Axio as Money – Henry Gleizer
Money started out as intermediate goods involved in a transaction that otherwise would have been barter. As intermediate goods, money had to be valuable, portable, and divisible. This is how a measure of gold or silver came to be used as money. Eventually, coins were devised to standardize the weight and therefore the value of money. However, this does not explain what money is?
Much has been written on the subject of money, yet it remains mysterious and highly debatable. The key to this puzzle is the relationship between money and goods, in which goods are the wealth, while money is a claim on wealth. In other words, money is a financial obligation that acknowledges a debt owed. Simply put, money is an IOU (i.e., an informal loan agreement) that promises to repay a specific amount owed.
If money is an IOU then it must be borrowed into existence. This also means that within a monetary system, the amount of money in circulation should be equal to the amount of the outstanding debt. Otherwise money is fiat with no intrinsic value.

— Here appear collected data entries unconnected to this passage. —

PR #4047, opened 2024-01-17
Fix bug in some Kokkos fixes' unpack exchange on device

stanmoore1:
**Summary**

Fix bug in some Kokkos fixes' unpack exchange on device when a proc received data from more than 1 other proc in a given direction. Kokkos versions of `fix shake`, `fix neigh/history`, and `fix spring/self` were affected, while Kokkos versions of `fix wall/gran` and `fix qeq/reaxff` were correct and not affected.

The code in comm exchange concatenated buffers from 2 neighbor procs into a single buffer, see https://github.com/lammps/lammps/blob/develop/src/KOKKOS/comm_kokkos.cpp#L923-L925. However the code in `fix shake` and others appended data to front of the buffer in the pack and assumed that the buffer was only from a single proc when unpacking the buffer. Adding an additional offset in the unpack for the data from the second proc fixes the issue.

**Related Issue(s)**

#4037 

**Author(s)**

Stan Moore (SNL), reported by Evan Weinberg (NVIDIA) and Nick Hagerty (ORNL)

**Licensing**

**Backward Compatibility**

Yes

### DIFF
--- a/src/KOKKOS/comm_kokkos.cpp
+++ b/src/KOKKOS/comm_kokkos.cpp
@@ -931,6 +931,7 @@ void CommKokkos::exchange_device()
             if (nextrarecv) {
               kkbase->unpack_exchange_kokkos(
                 k_buf_recv,k_indices,nrecv/data_size,
+                nrecv1/data_size,nextrarecv1,
                 ExecutionSpaceFromDevice<DeviceType>::space);
               DeviceType().fence();
             }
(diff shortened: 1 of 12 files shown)


stanmoore1:

akohlmey:
FYI: backported to maintenance branch in commit 20dae33563cb2b94e0af81b15e6c101e0537d6a9

hagertnl:
@stanmoore1 This appears to have fixed my crash as well.

akohlmey (approved):

PR #4048, opened 2024-01-18
Update LEPTON styles for more flexibility

akohlmey:
**Summary**

This adds support to handle Lepton expressions resulting in constant forces and constant potential functions.
For bond/angle styles lepton an optional keyword is added to select whether the potential is shifted to be zero at r_0 / theta_0 or taken as is. Previously the potential energy was always shifted.

**Related Issue(s)**

N/A

**Author(s)**

Axel Kohlmeyer, Temple U

**Licensing**

**Backward Compatibility**

Binary restart files are not compatible with those for older versions of LAMMPS due to storing the state of the "auto_offset" vs "no_offset" keyword. Regular inputs remain backward compatible since the keyword is optional and the default setting remains unchanged.

**Implementation Notes**

Previously LAMMPS would throw an error when using a potential function that is missing the variable designated to be varied for the given potential due to the Lepton library throwing an error when trying to get a reference to that variable. This also applies to potential functions where the derivative is constant. This specific kind of exception is now caught or the expression evaluated without setting the variable reference.

**Post Submission Checklist**


sjplimp (approved):

doc/src/angle_lepton.rst
```diff
@@ -41,6 +51,13 @@ angle coefficient.  For example `"200.0*theta^2"` represents a
 
    U_{angle,i} = K (\theta_i - \theta_0)^2 = K \theta^2 \qquad \theta = \theta_i - \theta_0
 
+.. versionchanged:: TBD
+
+By default the potential energy U is shifted so that he value U is 0.0
```
jtclemm: Typo: the value U

jtclemm (approved):

doc/src/angle_lepton.rst
jtclemm: Also, should this be lepton/sphere?
https://github.com/lammps/lammps/blob/2d8f622c6af9aa3ab5733fdfb44e852898631e8d/doc/src/pair_lepton.rst?plain=1#L75-L76

akohlmey: Thanks for spotting these.

PR #4263, opened 2024-08-06
Collected small fixes and updates for LAMMPS and LAMMPS-GUI

### LINKED ISSUE #4271: [BUG] Examples in package "RHEO" do not run
**Summary**

Trying to run any of the example scripts fails with "ERROR: Must have only one fix rheo defined (../pair_rheo.cpp:466)"

Running LAMMPS 27 Jun 2024 Develop branch on Ubuntu 22.04

**Actual Behavior**

Trying to run any of the provided example scripts results in the same error

akohlmey:
**Summary**

This contains mostly updates and improvements for LAMMPS-GUI and associated changes to LAMMPS.

**Related Issue(s)**

Implements the feature suggested here: https://matsci.org/t/lammps-gui-test-version-for-macos-windows-and-linux/49921/66

Fixes #4271 

**Author(s)**

Axel Kohlmeyer, Temple U

**Licensing**

**Backward Compatibility**

No known issues.

**Implementation Notes**

The following individual changes to LAMMPS-GUI are included:
- add "Inspect restart file" feature into LAMMPS-GUI that creates three windows after reading the restart into a separate LAMMPS instance with: 1) info command output, 2) the data file written from the restart, 3) a snapshot image (which can be rotated, zoomed and more)
- CMake scripting improvements to building flatpak bundles of LAMMPS-GUI
- Menu items and "wizard" dialogs that help setting up tutorials by downloading required files on demand
- Completer for "extra" arguments to read_data 

The following individual changes to LAMMPS are included:
- fix bug in pair style rheo
- add timestep info (update->dt and update->ntimestep) to "info system"
- implement and document a new "-restart2info" command line flag to inspect restart files
- add an undocumented "noinit" flag to write_dump (same as for write_data) to silence the warning about writing a dump without a system init. This is also applied when LAMMPS is run with -restart2dump.
- improve error handling when parsing the MEAM user parameter file: catch value tokenizer exceptions record line numbers and report filename and line number with the error
- force style unit test for 2NN MEAM potentials
- fix various minor issues detected by @ndtrung81 using his new regression testing script

**Post Submission Checklist**


akohlmey:
@sjplimp after we have the "restart file inspector" feature in LAMMPS-GUI, how about also adding a -restart2info flag to the console version of LAMMPS?

For example a restart written at the end of the peptide example would produce the output:
```

Printed on Mon Aug 05 23:08:28 2024

System information:
Units         = real
Atom style    = full
Atom map      = array
Molecule type = standard
Atoms     =         2004,  types =       14,  style = lj/charmm/coul/long
Bonds     =         1365,  types =       18,  style = harmonic
Angles    =          786,  types =       31,  style = charmm
Dihedrals =          207,  types =       21,  style = charmm
Impropers =           12,  types =        2,  style = harmonic
Special bond factors lj =    0        0        0       
Special bond factors coul =  0        0        0       
Kspace style = none

Dimensions = 3
Orthogonal box = 27.371366 x 27.371367 x 27.371367
Boundaries = p,p p,p p,p
xlo, xhi = 36.840194, 64.21156
ylo, yhi = 41.013691, 68.385058
zlo, zhi = 29.768095, 57.139462

Current timestep number = 300
Current timestep size = 2

Group information:
Group[ 0]:     all              (static)
Group[ 1]:     peptide          (static)

Compute information:
Compute[  0]:  thermo_temp,      style = temp,             group = all
Compute[  1]:  thermo_press,     style = pressure,         group = all
Compute[  2]:  thermo_pe,        style = pe,               group = all

Fix information:

```

sjplimp:
@akohlmey sure, that sounds useful

stanmoore1:
I like this too.

akohlmey:
> I like this too.

@sjplimp @stanmoore1 done.

doc/src/Howto_lammps_gui.rst
```diff
@@ -533,13 +535,32 @@ keyboard, the first of those entries is chosen.
...
+.. versionadded:: 1.6
+
+When LAMMPS-GUI is asked to "Inspect a Restart", it will read the
+restart file into a LAMMPS instance and then open three different
+windows.  The first window is a text viewer with the output of an
+:doc:`info command <info>` with system information stored in the
+restart.  The second window is text viewer containing a data file
+generated with a :doc:`write_data command <write_data>`.  The third
+window is a :ref:`Snapshot Image Viewer <snapshot_viewer>` containing a
+visualization of the system in the restart.
```
jtclemm, line 562: I'm not familiar with how the image viewer works, but I'm just curious, how demanding could this be if you unintentionally inspected a restart file from a very large system on, say, a laptop?

akohlmey: Good point. That could be a problem. I would expect less of a problem from the image, but from converting the restart to a data file and then show that. The entire file is stored in memory. 

It is easy to add a check for the file size and then define some threshold and have a dialog "You are trying to inspect a very large restart, do you really, *really*, **REALLY** want that?" or something like that.

I've never run a LAMMPS simulation big enough where that made a difference, but I've also always been working on machines with plenty of RAM.

Does anybody have an idea of a meaningful cutoff value? 1GB? 25% RAM? 5% RAM?

jtclemm: What if you opened the first window, let the user know how many atoms there were, then presented a button which could be clicked to open windows 2 & 3?

Although, it might get old if you have to constantly click an extra confirmation button for small systems...

akohlmey: By that point you would have already read the entire restart into memory. And the number of atoms is not that reliable a measure, since the storage required can change a lot depending on the atom style: "atomic" has far fewer fields that need to be allocated and filled than, say "full".

jtclemm: Ah, if you have to read the whole restart file to get natoms that defeats the purpose of my suggestion. Could have been useful to quickly access high level details of a large restart file even on an underpowered machine.

I'd vote for 1 GB as a fair warning - if it's too big for notepad maybe a data file shouldn't be opened in text.

akohlmey: I'll make some experiments with the rhodo benchmark. Have it write out a restart file and compare memory used by LAMMPS after reading it with a single processor, size of data file and then see what size of restart file will require a large chunk of RAM. I think 1GB on the restart file might be too large. I think 1GB RAM could be ok assuming that even underpowered devices have around 4GB RAM these days (hell, even smartphones have that).

akohlmey: As expected with atom style atomic the memory consumption is less. So for a restart file of about 250MByte containing 3M atoms, the memory consumption for reading the restart and viewing the data file is a bit under 1GByte RAM. For atom style full with the rhodo benchmark, I need about 1.2GB RAM for 1M atoms and the same size restart file. So the warning limit is now empirically determined to be at restart files with over 250MBytes.

akohlmey: done

akohlmey:
If anybody feels adventurous, I just put some pre-compiled binary packages of the latest version of this PR branch on https://download.lammps.org/testing/  (as version 1.6.7). This has the "restart file inspector" and non-functional prototypes for the "Start tutorial" Wizards. Feedback is highly welcome. Also there is the -restart2info command line flag.
For those using Linux, there is either a flatpak bundle or a .tar.gz. Instructions for flatpak are in the manual: https://docs.lammps.org/latest/Tools.html#pre-compiled-executables, for the .tar.gz just unpack, change to the LAMMPS_GUI directory and execute the commands from there. Windows and macOS work the usual way.

doc/src/read_restart.rst
```diff
@@ -47,6 +47,12 @@ Restart files are saved in binary format to enable exact restarts,
 meaning that the trajectories of a restarted run will precisely match
 those produced by the original run had it continued on.
 
+Some information about a restart file can be gathered directly from the
```
sjplimp, line 50: Don't see that this new command-line option is added to the Run_options.rst doc page ?

doc/src/Run_options.rst
```diff
@@ -503,6 +504,36 @@ e.g. the *nfile* and *fileper* keywords.  See the
 
 ----------
 
+.. _restart2info:
+
+**-restart2info restartfile keyword ...**
```
akohlmey, line 509: @sjplimp how about this?

doc/lammps.1
```diff
@@ -226,6 +226,20 @@ arguments of the "dump" command. See the
...
+Write infomation about the <restart file> previously written by
+.B LAMMPS
+to the screen and immediately exit.  Following <restart file>
+argument, additional keywords for the
+.B LAMMPS
+"info" command may be added to increase the amount of information
+written. By default "system" "group" "fix" "compute" are already
+set. See the
+.B LAMMPS
+manual for details on either of the two commands.
```
sjplimp: I don't understand what "either of the two commands" means ?

doc/lammps.1
```diff
@@ -226,6 +226,20 @@ arguments of the "dump" command. See the
...
 manual for details on either of the two commands.
 .TP
+\fB\-r2info <restart file> <keyword> ...\fR or
+\fB\-restart2info <restart file> <keyword> ...\fR
+Write infomation about the <restart file> previously written by
+.B LAMMPS
+to the screen and immediately exit.  Following <restart file>
+argument, additional keywords for the
+.B LAMMPS
+"info" command may be added to increase the amount of information
```
sjplimp, line 236: This should be a link to the info command?

doc/lammps.1
akohlmey: cut-n-paste error. Should be 'for details on the "info" command.'

doc/lammps.1
akohlmey: ??? You cannot link from an nroff file.

sjplimp: sorry, I thought I was reading this from the Run_options.rst file

doc/src/Run_options.rst
```diff
@@ -503,6 +504,36 @@ e.g. the *nfile* and *fileper* keywords.  See the
...
+
+The specified restartfile name may contain the wild-card character "\*".
+The restartfile name may also contain the wild-card character "%".  The
+meaning of these characters is explained on the :doc:`read_restart
+<read_restart>` documentation.  The use of "%" means that a parallel
+restart file can be read.  Note that a filename such as file.\* may need
+to be enclosed in quotes or the "\*" character prefixed with a backslash
+("\") to avoid shell expansion of the "\*" character.
+
+The :doc:`info command <info>` is already followed by the most useful
```
sjplimp: I think I know what you mean by this and the 2-line equivalent above, but it is somewhat confusing.  Maybe something like this:

Optional keywords following the restart filename can be specified to output additional details about the information contained in the restart file.   The list of allowed keywords are those which the info command uses.  Note that the info keywords group, compute, fix are automatically included.  Additional keywords like coeffs or comm can be specified.

akohlmey: rewritten

doc/lammps.1
```diff
@@ -226,6 +226,20 @@ arguments of the "dump" command. See the
 .B LAMMPS
 manual for details on either of the two commands.
 .TP
+\fB\-r2info <restart file> <keyword> ...\fR or
+\fB\-restart2info <restart file> <keyword> ...\fR
+Write infomation about the <restart file> previously written by
```
jtclemm: typo: information

akohlmey: @jtclemm I am amazed by your ability to spot these kinds of typos. I noticed I make them regularly and am debating whether it is my "fast reading of words by shape rather than by letter" that makes me miss them or that the now almost 30 year old [IBM Model-M keyboard](https://en.wikipedia.org/wiki/Model_M_keyboard) that I am typing this on is finally starting to wear out. But then again, the one in the office is five years older and I have been using it since I was a graduate student .

jtclemm (approved):

doc/lammps.1
jtclemm: Unfortunately any ability I may have to spot typos does not translate to not making typos myself ;)

doc/src/Run_options.rst
```diff
@@ -503,6 +504,37 @@ e.g. the *nfile* and *fileper* keywords.  See the
...
+
+The specified restartfile name may contain the wild-card character "\*".
+The restartfile name may also contain the wild-card character "%".  The
+meaning of these characters is explained on the :doc:`read_restart
+<read_restart>` documentation.  The use of "%" means that a parallel
+restart file can be read.  Note that a filename such as file.\* may need
+to be enclosed in quotes or the "\*" character prefixed with a backslash
+("\") to avoid shell expansion of the "\*" character.
+
+Optional keywords may follow the restartfile.  Those would have to be
```
sjplimp: These must be valid keywords ...

Also on the info doc page, the args are "computes" and "fixes" (plural) which is not what it says here or up above in the code-block example.

Also, the info doc page section on Syntax should clarify that all the keywords except "out" and "styles" do not take any values.  It was a bit confusing to me to read.  I think it should read like most (if not all) of the other doc pages, e.g. the "keywords" section of the velocity command:

args = one or more keywords may be appended
keyword = out, all, system, ...
.. parsed-literal ...
only the out and styles keywords require values, the others are just keywords
out value = screen, log, append filename ...
styles value = all, angle, ...

sjplimp: I just realized the info styles keyword can have multiple values, so that should be clarified in the Syntax section as well.  At least one of the Examples should illustrate that.

sjplimp: Also, this -restart2info section should clarify if everything after the initial "restartfile" arg can be legitimate syntax for the "info" command.  That is more than just a list of keywords, b/c the info command allows more than that ?  Does the code simply terminate that info syntax with a command-line arg with a leading dash?

akohlmey: > Does the code simply terminate that info syntax with a command-line arg with a leading dash?

The argument passing code was just copied from -restart2data and -restart2dump, so it works the same way. I don't see any remarks about leading dashes in their docs.

akohlmey: > everything after the initial "restartfile" arg can be legitimate syntax for the "info" command. That is more than just a list of keywords, b/c the info command allows more than that ?

Docs currently say: "Optional keywords may follow the restartfile argument.  Those would
have to be valid keywords for the :doc:`info command <info>`." that says, *any* valid info command argument can be used. This is the same as for the other -restart2xxx only than some keywords are already added to info. This is not a big deal since the same keyword may be used multiple times without bad effects and you can use "all" without causing an error.

If we need changes beyond that, we will need them for the other -restart2XXX commands as well.

akohlmey: @sjplimp Please note that the info command was originally conceived for interactive use in lammps-shell, so it does argument parsing in a way that is convenient for interactive use and therefore differs from other parts of LAMMPS:
- keywords may be abbreviated up to the characters that makes them unique (so fix and fixes is valid)
- unknown keywords or keywords with unknown arguments are ignored
- keywords that select different info sections are cumulative. You can turn sections on, but not off. "all" just turns all on and then keywords like "fixes" or "computes" are already active

I am surprised that this is causing such a big fuss now after it has been around for quite some time.

doc/src/Run_options.rst
```diff
@@ -503,6 +504,37 @@ e.g. the *nfile* and *fileper* keywords.  See the
...
+.. versionadded:: TBD
+
+Write out some info about the restart file and and immediately exit.
+This is the same operation as if the following 2-line input script were
+run:
+
+.. code-block:: LAMMPS
+
+   read_restart restartfile
+   info system group compute fix
```
sjplimp: computes fixes

doc/src/Run_options.rst
```diff
@@ -503,6 +504,37 @@ e.g. the *nfile* and *fileper* keywords.  See the
...
+The specified restartfile name may contain the wild-card character "\*".
+The restartfile name may also contain the wild-card character "%".  The
+meaning of these characters is explained on the :doc:`read_restart
+<read_restart>` documentation.  The use of "%" means that a parallel
+restart file can be read.  Note that a filename such as file.\* may need
+to be enclosed in quotes or the "\*" character prefixed with a backslash
+("\") to avoid shell expansion of the "\*" character.
+
+Optional keywords may follow the restartfile argument.  Those would
+have to be valid keywords for the :doc:`info command <info>`.  The most
```
sjplimp: These must be valid keywords ...

sjplimp (approved):

doc/src/Run_options.rst
sjplimp: For your first 2 bullets, the info doc page does not explain that (it should).
For the -restart2info doc page, you shouldn't use "fix compute" in one place and "fixes computes" in another.
The Syntax section of the info doc page should be formatted like every other LAMMPS command doc page - that is all I am saying.  You can make the changes in this PR or another PR or I can do it.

The Axio is a project to create fully backed currency using basic blockchain technology. Specifically, a blockchain is used to secure the life-cycle of the Axio. Each Axio will be created as a loan and will be destroyed when it is paid out. This process of creation and destruction of the Axio will be secured with a blockchain. Consequently, the amount of Axio in circulation will be able to expand and contract in proportion to the demand for the Axio, while assuring that the Axio is fully backed by the full faith and credit of the borrowers. This would give the Axio many advantages over other cryptocurrencies, including a stable intrinsic value that does not depend on other currencies or commodities, free real-time transactions paid for by the interest on loans, legal basis of a security issued under the U.S. law, in addition to many other advantages the Axio monetary system will offer.
As a fully backed currency, the Axio would be able to compete with the fiat money, the value of which is set by supply and demand and people’s faith in its worth. While fiat money loses value due to inflation, the Axio will have to contend with deflation, since the system will accumulate the value of the interest payments within a supply of a fully backed currency. Regardless of how the Foundation will deal with deflation, savers would be better off holding the Axio rather than fiat. Moreover, the Axio account holders will not be tied to their local fiat currencies, and any problems associated with these currencies. The goal is to be able to use the Axio as any other currency while providing advantages no other currency can offer.
The statements contained in this document are exclusively opinions and forward-looking statements, which involve known and unknown risks and uncertainties which may cause actual events or results to differ materially from the estimates or results expressed herein. We do not make any guarantees regarding estimates, projections or results contained herein, whether express or implied, and disclaim any liability therefor.